Higher production, low prices
Low natural gas prices have compelled natural gas producers across the board to increase production, in order to boost top lines. Southwestern has been no different. Last quarter, Southwestern's production grew 23%, which includes a 21% rise in the company's Fayetteville shale operations.
Consequently, Southwestern has increased its production target for the rest of the year. It now plans to produce around 496 billion cubic feet equivalent (Bcfe) to 500 Bcfe, up from its earlier forecast of 483 Bcfe to 491 Bcfe. In the last quarter, it produced a staggering 128.9 billion cubic feet equivalent of oil and gas. Out of this, 111.9 Bcf was produced by its Fayetteville operations. Another thing which catches the eye about this company is its impressive cost structure, which has helped the company boost its margins in recent quarters. In its most recent quarter, its cash operating cost declined to $1.26 per thousand cubic feet (Mcf) from $1.31 per Mcf in the year-ago period.

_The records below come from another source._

PR #346, opened 2021-06-30
feat(SCT-263): add new use case for adding a personal relationship

chubberlisk:
## Link to JIRA ticket

https://hackney.atlassian.net/browse/SCT-263

We want to be able to add a personal relationship. In #345, we added methods in the `DatabaseGateway` to support this new use case.

This PR adds a new use case: `PersonalRelationship#ExecutePost` that will ensure that:

- the provided `personId` does exist
- the provided `otherPersonId` does exist
- the provided `description` of type does exist
- the provided relationship doesn't already exist for the same person with the same type

It will then create a new personal relationship for the provided person and create the inverse relationship.

#### _Checklist_

Create the API endpoint: `api/v1/relationships/personal`.

### DIFF
--- a/SocialCareCaseViewerApi.Tests/V1/UseCase/PersonalRelationships/PersonalRelationshipsExecutePostUseCaseTests.cs
+++ b/SocialCareCaseViewerApi.Tests/V1/UseCase/PersonalRelationships/PersonalRelationshipsExecutePostUseCaseTests.cs
@@ -1,0 +1,156 @@
+using FluentAssertions;
+using Moq;
+using NUnit.Framework;
+using SocialCareCaseViewerApi.Tests.V1.Helpers;
+using SocialCareCaseViewerApi.V1.Boundary.Requests;
+using SocialCareCaseViewerApi.V1.Exceptions;
+using SocialCareCaseViewerApi.V1.Gateways;
+using SocialCareCaseViewerApi.V1.Infrastructure;
+using SocialCareCaseViewerApi.V1.UseCase;
+using System.Collections.Generic;
+using System;
+
+namespace SocialCareCaseViewerApi.Tests.V1.UseCase.Relationships
+{
+    [TestFixture]
+    public class PersonalRelationshipsExecutePostUseCaseTests
+    {
+        private Mock<IDatabaseGateway> _mockDatabaseGateway;
+        private PersonalRelationshipsUseCase _personalRelationshipsUseCase;
+        private CreatePersonalRelationshipRequest _request;
+        private Person _person;
+        private Person _otherPerson;
+        private readonly PersonalRelationshipType _typeInRequest = PersonalRelationshipsHelper.CreatePersonalRelationshipType("friend");
+
+        [SetUp]
+        public void SetUp()
+        {
+            _mockDatabaseGateway = new Mock<IDatabaseGateway>();
+            _personalRelationshipsUseCase = new PersonalRelationshipsUseCase(_mockDatabaseGateway.Object);
+
+            _mockDatabaseGateway.Setup(x => x.GetPersonalRelationshipTypeByDescription(_typeInRequest.Description))
+                .Returns(_typeInRequest);
+
+            var typeInExistingRelationship = PersonalRelationshipsHelper.CreatePersonalRelationshipType("partner");
+            _mockDatabaseGateway.Setup(x => x.GetPersonalRelationshipTypeByDescription(typeInExistingRelationship.Description))
+                .Returns(typeInExistingRelationship);
+
+            _request = PersonalRelationshipsHelper.CreatePersonalRelationshipRequest(type: _typeInRequest.Description);
+
+            _person = TestHelpers.CreatePerson((int) _request.PersonId);
+            _otherPerson = TestHelpers.CreatePerson((int) _request.OtherPersonId);
+
+            var personalRelationship = PersonalRelationshipsHelper.CreatePersonalRelationship(_person, _otherPerson, typeInExistingRelationship);
+            _person.PersonalRelationships = new List<PersonalRelationship>() { personalRelationship };
+
+            _mockDatabaseGateway.Setup(x => x.GetPersonsByListOfIds(It.IsAny<List<long>>()))
+                .Returns(new List<Person>() { _person, _otherPerson });
+
+            _mockDatabaseGateway.Setup(x => x.GetPersonWithPersonalRelationshipsByPersonId(It.IsAny<long>(), It.IsAny<bool>()))
+                .Returns(_person);
+
+            _mockDatabaseGateway.Setup(x => x.CreatePersonalRelationship(It.IsAny<CreatePersonalRelationshipRequest>()))
+                .Returns(personalRelationship);
+        }
+
+        [Test]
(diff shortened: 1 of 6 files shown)


SocialCareCaseViewerApi/V1/UseCase/PersonalRelationshipsUseCase.cs
```diff
@@ -0,0 +1,52 @@
...
+using SocialCareCaseViewerApi.V1.Boundary.Requests;
+using SocialCareCaseViewerApi.V1.Exceptions;
+using SocialCareCaseViewerApi.V1.Gateways;
+using SocialCareCaseViewerApi.V1.UseCase.Interfaces;
+
+namespace SocialCareCaseViewerApi.V1.UseCase
+{
+    public class PersonalRelationshipsUseCase : IPersonalRelationshipsUseCase
+    {
+        private IDatabaseGateway _databaseGateway;
```
JohnFarrellDev, line 11: can be `readonly`

SocialCareCaseViewerApi/V1/UseCase/PersonalRelationshipsUseCase.cs
```diff
@@ -0,0 +1,52 @@
...
+            var typeDoesNotExist = type == null;
+            if (typeDoesNotExist) throw new PersonalRelationshipTypeNotFoundException($"\"type\" with \"{request.Type}\" was not found.");
+
+            var personWithPersonalRelationships = _databaseGateway.GetPersonWithPersonalRelationshipsByPersonId(request.PersonId);
+
+            var personalRelationships = personWithPersonalRelationships.PersonalRelationships;
+            var personalRelationshipAlreadyExists = personalRelationships.Find(pr => pr.OtherPersonId == request.OtherPersonId && pr.Type.Description == request.Type) != null;
+            if (personalRelationshipAlreadyExists) throw new PersonalRelationshipAlreadyExistsException($"Personal relationship with \"type\" of \"{request.Type}\" already exists.");
+
+            _databaseGateway.CreatePersonalRelationship(request);
```
JohnFarrellDev, line 39: If the request.TypeId is null the CreatePersonalRelationship function will throw an exception I think when it tries to cast null value to type long.

SocialCareCaseViewerApi/V1/UseCase/PersonalRelationshipsUseCase.cs
```diff
@@ -0,0 +1,52 @@
...
+
+            _databaseGateway.CreatePersonalRelationship(new CreatePersonalRelationshipRequest()
+            {
+                PersonId = request.OtherPersonId,
+                OtherPersonId = request.PersonId,
+                TypeId = type.InverseTypeId,
+                IsMainCarer = null,
+                IsInformalCarer = null,
+                Details = null
```
JohnFarrellDev, line 48: The CreatePersonalRelationshipRequest object states these values can't be null.

You could make them nullable but keep the FluentValidation checks to ensure the actual API request validates they aren't null. This way you know the request actually has assigned the values but can also set the value as null directly yourself without compiler warnings.

SocialCareCaseViewerApi.Tests/V1/UseCase/PersonalRelationships/PersonalRelationshipsExecutePostUseCaseTests.cs
```diff
@@ -0,0 +1,156 @@
...
+            _personalRelationshipsUseCase.ExecutePost(_request);
+
+            _mockDatabaseGateway.Verify(gateway => gateway.GetPersonalRelationshipTypeByDescription(_request.Type));
+        }
+
+        [Test]
+        public void WhenTypeDoesNotExistThrowsPersonalRelationshipTypeNotFoundException()
+        {
+            _mockDatabaseGateway.Setup(x => x.GetPersonalRelationshipTypeByDescription(It.IsAny<string>()))
+                .Returns((PersonalRelationshipType) null);
```
JohnFarrellDev, line 100: If you want your mock to return null you can just leave off the `.Returns(...)`

SocialCareCaseViewerApi.Tests/V1/UseCase/PersonalRelationships/PersonalRelationshipsExecutePostUseCaseTests.cs
```diff
@@ -0,0 +1,156 @@
+using FluentAssertions;
```
JohnFarrellDev, line 1: Good very comprehensive tests :)

JohnFarrellDev (approved):
:rocket:

SocialCareCaseViewerApi.Tests/V1/UseCase/PersonalRelationships/PersonalRelationshipsExecutePostUseCaseTests.cs
chubberlisk: Not going to lie, I enjoyed TDDing this very much! 🕺

SocialCareCaseViewerApi.Tests/V1/UseCase/PersonalRelationships/PersonalRelationshipsExecutePostUseCaseTests.cs
chubberlisk: Ahhhh that's true! But I think I'd prefer to keep it and have the test be explicit about it for readability and clarity.

SocialCareCaseViewerApi/V1/UseCase/PersonalRelationshipsUseCase.cs
chubberlisk: I need to get VS Code to pick these up! 🤦

SocialCareCaseViewerApi/V1/UseCase/PersonalRelationshipsUseCase.cs
chubberlisk: m8, good spot! I completely forgot I needed to do this... I did it for the inverse but not for this one. 🤦

SocialCareCaseViewerApi/V1/UseCase/PersonalRelationshipsUseCase.cs
chubberlisk: That makes sense, I think I keep going confused by `null!`. Could you check that the latest commit is correct please?

JohnFarrellDev: So if something is nullable (got the ? after the type) we don't need `null!`.

https://docs.microsoft.com/en-us/dotnet/csharp/language-reference/operators/null-forgiving

My understanding is saying `null!` is basically telling the compiler I know this isn't meant to be null but I know right now I'm not assigning this a value so for now it is null and that's ok.

chubberlisk: Ahhh okay, I got! Your explanation is much clearer than the docs for me. 🙇‍♀️

Will remove `null!`.

PR #348, opened 2021-07-01
Renamed file which blocked cloning on Windows

martapederiva:
## Describe this PR

When trying to clone this repository on Windows, one file with < and > was blocking the cloning.
The file was renamed deleting the offending characters and the filename was also changed in the README.

Cloning repo on Windows.

None


JohnFarrellDev (approved):
:) Whoopsie, you could change the target branch to `master` if you want It's not like the code changes that require testing on a staging.

PR #352, opened 2021-07-02
SCT-490 remove mosaic api dependency

LBHTKarki:
## Link to JIRA ticket

https://hackney.atlassian.net/browse/SCT-490

This removes the dependency to Mosaic Resident Information platform API used in person search. This enables us to progress with new person search improvements a lot quicker since we don't have to worry about the platform API anymore.

- Copied over the gateway from the platform API keeping the logic and objects the same to ensure backwards compatibility
- Modified all tests to use our new helpers for consistency
- I had to tweak some of the existing helpers to make them more flexible when testing person data. No unrelated tests were modified because of this
- I didn't implement the post code validation since we are heading towards partial search for it later on. Front end has validation anyway so that'll take care of that for now
- I kept the boundary objects the same to ensure this can be deployed without frontend changes. Those objects can be updated later if necessary 
- There are known issues in the way the gateway logic works (person details vs address search), but I didn't want to touch that at this stage to ensure we don't introduce too many changes at the same time
- Migrated gateway methods have to be refactored further to tidy things up. For now the main thing is to get rid of the platform API dependency

#### _Checklist_


SocialCareCaseViewerApi.Tests/V1/Gateways/Database/GetAllResidentsTests.cs
```diff
@@ -0,0 +1,506 @@
...
+            var person1 = DatabaseGatewayHelper.CreatePersonDatabaseEntity();
+            var person2 = DatabaseGatewayHelper.CreatePersonDatabaseEntity();
+            var person3 = DatabaseGatewayHelper.CreatePersonDatabaseEntity();
+
+            person3.DateOfBirth = person1.DateOfBirth;
+
+            DatabaseContext.Persons.AddRange(new List<Person> { person1, person2, person3 });
+            DatabaseContext.SaveChanges();
+
+            var listOfPersons = _classUnderTest.GetResidentsBySearchCriteria(cursor: 0, limit: 20, dateOfBirth: person1.DateOfBirth.Value.ToString("yyyy-MM-dd")).ToList(); //Format passed be FE
```
chubberlisk, line 313:
```suggestion
            var listOfPersons = _classUnderTest.GetResidentsBySearchCriteria(cursor: 0, limit: 20, dateOfBirth: person1.DateOfBirth.Value.ToString("yyyy-MM-dd")).ToList(); //Format passed by FE
```

SocialCareCaseViewerApi.Tests/V1/Gateways/Database/GetAllResidentsTests.cs
```diff
@@ -0,0 +1,506 @@
...
+        public void WithNameAndPostCodeQueryParameterReturnsMatchingResident()
+        {
+            var person1 = DatabaseGatewayHelper.CreatePersonDatabaseEntity();
+            person1.FirstName = "ciasom";
+
+            var person2 = DatabaseGatewayHelper.CreatePersonDatabaseEntity();
+            person2.FirstName = "wrong name";
+
+            var person3 = DatabaseGatewayHelper.CreatePersonDatabaseEntity();
+            person3.FirstName = "ciasom";
```
chubberlisk, line 349: Looks like `CreatePersonDatabaseEntity` takes in first name as a parameter, could this be refactored to use it?

chubberlisk (approved):

SocialCareCaseViewerApi.Tests/V1/Gateways/Database/GetAllResidentsTests.cs
LBHTKarki: yes, forgot to tidy that up. I've updated it now

PR #353, opened 2021-07-05
feat(SCT-471): update isMainCarer and isInformalCarer to be nullable in API request

chubberlisk:
## Link to JIRA ticket

https://hackney.atlassian.net/browse/SCT-471

We've restricted `isMainCarer` and `isInformalCarer` to be required but they are times when it's not relevant to have both or either e.g. unborn child etc.

This PR removes the validation check for `isMainCarer` is not null and `isInformalCarer` is not null.

#### _Checklist_


LBHTKarki (approved):
@chubberlisk will this have an impact on the front end i.e. can it handle null values for this?

chubberlisk:
> @chubberlisk will this have an impact on the front end i.e. can it handle null values for this?

Yup, it will but I'm working on the frontend and updating it. 😉

PR #360, opened 2021-07-08
[Breaking changes] Deleted records handling

LBHTKarki:
## Link to JIRA ticket

https://hackney.atlassian.net/browse/SCT-396

This is part of the duplicate records clean up work we are doing with the data insight team and the services.

Services have identified numerous person records that are in fact for the same individual. Services have identified those IDs and combined the submitted form records under one master ID. This is typically the original restored Mosaic ID, but in some cases it could be an ID created by mistake. We need to be able to delete those offending records to stop them causing confusion to users.

To complete the clean up task we need to be able to delete all person and related records from the tables. However because the ID mapping work is a manual process there's a risk that some person records that should remain are deleted by accident. For easy recovery from that situation this PR provides a method for soft deleting the person and other related records.

Soft delete is achieved by setting the `marked_for_deletion` flag to true for all records that should be deleted. **This means all person related tables have been updated with a new column**. Flags are set by SQL script that has test coverage to increase confidence that it's doing the right updates. 

To set the flag for appropriate records:

1. Import the data provided by the data insight team to the `dbo.sccv_person_record_to_be_deleted` table. Foreign keys are used to prevent invalid IDs getting imported
2. Run then SQL script from the test file wrapping it into transaction. That ensures all records get updated correctly

Once the script runs successfully it'll update the `dbo.sccv_deleted_person_record` table with records that show what IDs were deleted and what the new master record IDs are. This was requested by the data insight team for audit purposes.

This PR also introduces handling for the deleted records from the API point of view. Since the soft delete is only temporary i.e. those records will get deleted after short cool down period, the API updates are not meant to cover every available scenario. Updates are only made to end points that are involved in front end user trying to find a person. This should resolve the immediate issue where users can see deleted records and add further details against them. 

Following scenarios are covered :

- Person entity: stop users finding person records that are marked for deletion. This includes search and various GET end points involving person ID
- Relationship: stop users seeing relationships against deleted person records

Let's see how Mr. Market values the stock when it's stacked up against its peers.
The price you pay
Source: S&P Capital IQ. NM = not meaningful.
Looking at the trailing P/E, Southwestern looks a little on the expensive side compared to its peers. But, going ahead, the rift between its current and forward P/E shows that it has value in it to unlock. The company's plans to expand production should pay off in the long run, especially as consumption of natural gas in the U.S. is expected to rise. This, coupled with an impressive cost structure, means that we can expect the company's bottom line to grow going ahead.